Start of MATERIAL TO PROCESS

PR #1816, opened 2026-05-26
Add pixel snap tests to `Flex`.

xStrom:
`Flex` needs its own separate pixel snap tests, because it inherently does a lot of layout math itself. These tests ensure that the no-gap/no-overflow properties of the Masonry pixel snap strategy are also present in `Flex`.

The creation of these tests was motivated by pixel snapping work where I explored various snap strategies and often ran into subtle scenarios where `Flex` went out of sync in behavior from the general snap strategy.

### DIFF
--- a/masonry/src/widgets/flex.rs
+++ b/masonry/src/widgets/flex.rs
@@ -1252,13 +1252,13 @@ impl Widget for Flex {
 mod tests {
     use super::*;
     use crate::core::WidgetTag;
-    use crate::kurbo::{Cap, Line, Stroke};
+    use crate::kurbo::{Cap, Line, Rect, Stroke};
     use crate::layout::AsUnit;
     use crate::palette;
     use crate::properties::{BorderColor, BorderWidth, Dimensions, Padding};
     use crate::testing::{ModularWidget, TestHarness, assert_debug_panics, assert_render_snapshot};
     use crate::theme::{ACCENT_COLOR, test_property_set};
-    use crate::widgets::Label;
+    use crate::widgets::{Label, SizedBox};
 
     #[test]
     fn test_main_axis_alignment_spacing() {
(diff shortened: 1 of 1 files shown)


masonry/src/widgets/flex.rs
```diff
@@ -1428,6 +1428,85 @@ mod tests {
...
+    fn equal_children_snap_shared_edges() {
+        let child_1 = WidgetTag::unique();
+        let child_2 = WidgetTag::unique();
+        let child_3 = WidgetTag::unique();
+
+        let widget = Flex::row()
+            .cross_axis_alignment(CrossAxisAlignment::Stretch)
+            .with(NewWidget::new(SizedBox::empty()).with_tag(child_1), 1.0)
+            .with(NewWidget::new(SizedBox::empty()).with_tag(child_2), 1.0)
+            .with(NewWidget::new(SizedBox::empty()).with_tag(child_3), 1.0)
```
RagibHasin: Why don't you use `prepare` for children?

xStrom: The other surrounding tests didn't and it's just syntactic sugar. It's fine to use `prepare` too, so I changed it now.

RagibHasin: I was just curious about the convention. Having two different ways of doing something in the same scope feels jarring.

RagibHasin (approved):

masonry/src/widgets/flex.rs
xStrom: I don't think there is a strong convention yet. Masonry code is full of both uses. Yes it does make things confusing.

masonry/src/widgets/flex.rs
```diff
@@ -1428,6 +1428,93 @@ mod tests {
...
+        };
+        let widget = Flex::row()
+            .main_axis_alignment(MainAxisAlignment::SpaceEvenly)
+            .with_fixed(child(child_1))
+            .with_fixed(child(child_2))
+            .with_fixed(child(child_3))
+            .prepare()
+            .with_props(Gap::new(0.px()));
+
+        let harness = TestHarness::create_with_size(test_property_set(), widget, (101, 10));
```
PoignardAzur, line 1483: Quick question: is there a specific reason you didn't reuse the `(100, 10)` value from the previous test? As in, are you testing something different?

xStrom: With `101` there's slightly better coverage, because the middle child will also get fractional coordinates.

End of MATERIAL TO PROCESS

▶ [PROBLEM REQUIREMENTS]:
Full repetition needed. Write out every entry above exactly as given.

▶ [REPLY TO THE EXERCISE]:
PR #1816, opened 2026-05-26
Add pixel snap tests to `Flex`.

xStrom:
`Flex` needs its own separate pixel snap tests, because it inherently does a lot of layout math itself. These tests ensure that the no-gap/no-overflow properties of the Masonry pixel snap strategy are also present in `Flex`.

The creation of these tests was motivated by pixel snapping work where I explored various snap strategies and often ran into subtle scenarios where `Flex` went out of sync in behavior from the general snap strategy.

### DIFF
--- a/masonry/src/widgets/flex.rs
+++ b/masonry/src/widgets/flex.rs
@@ -1252,13 +1252,13 @@ impl Widget for Flex {
 mod tests {
     use super::*;
     use crate::core::WidgetTag;
-    use crate::kurbo::{Cap, Line, Stroke};
+    use crate::kurbo::{Cap, Line, Rect, Stroke};
     use crate::layout::AsUnit;
     use crate::palette;
     use crate::properties::{BorderColor, BorderWidth, Dimensions, Padding};
     use crate::testing::{ModularWidget, TestHarness, assert_debug_panics, assert_render_snapshot};
     use crate::theme::{ACCENT_COLOR, test_property_set};
-    use crate::widgets::Label;
+    use crate::widgets::{Label, SizedBox};
 
     #[test]
     fn test_main_axis_alignment_spacing() {
(diff shortened: 1 of 1 files shown)


masonry/src/widgets/flex.rs
```diff
@@ -1428,6 +1428,85 @@ mod tests {
...
+    fn equal_children_snap_shared_edges() {
+        let child_1 = WidgetTag::unique();
+        let child_2 = WidgetTag::unique();
+        let child_3 = WidgetTag::unique();
+
+        let widget = Flex::row()
+            .cross_axis_alignment(CrossAxisAlignment::Stretch)
+            .with(NewWidget::new(SizedBox::empty()).with_tag(child_1), 1.0)
+            .with(NewWidget::new(SizedBox::empty()).with_tag(child_2), 1.0)
+            .with(NewWidget::new(SizedBox::empty()).with_tag(child_3), 1.0)
```
RagibHasin: Why don't you use `prepare` for children?

xStrom: The other surrounding tests didn't and it's just syntactic sugar. It's fine to use `prepare` too, so I changed it now.

RagibHasin: I was just curious about the convention. Having two different ways of doing something in the same scope feels jarring.

RagibHasin (approved):

masonry/src/widgets/flex.rs
xStrom: I don't think there is a strong convention yet. Masonry code is full of both uses. Yes it does make things confusing.

masonry/src/widgets/flex.rs
```diff
@@ -1428,6 +1428,93 @@ mod tests {
...
+        };
+        let widget = Flex::row()
+            .main_axis_alignment(MainAxisAlignment::SpaceEvenly)
+            .with_fixed(child(child_1))
+            .with_fixed(child(child_2))
+            .with_fixed(child(child_3))
+            .prepare()
+            .with_props(Gap::new(0.px()));
+
+        let harness = TestHarness::create_with_size(test_property_set(), widget, (101, 10));
```
PoignardAzur, line 1483: Quick question: is there a specific reason you didn't reuse the `(100, 10)` value from the previous test? As in, are you testing something different?

xStrom: With `101` there's slightly better coverage, because the middle child will also get fractional coordinates.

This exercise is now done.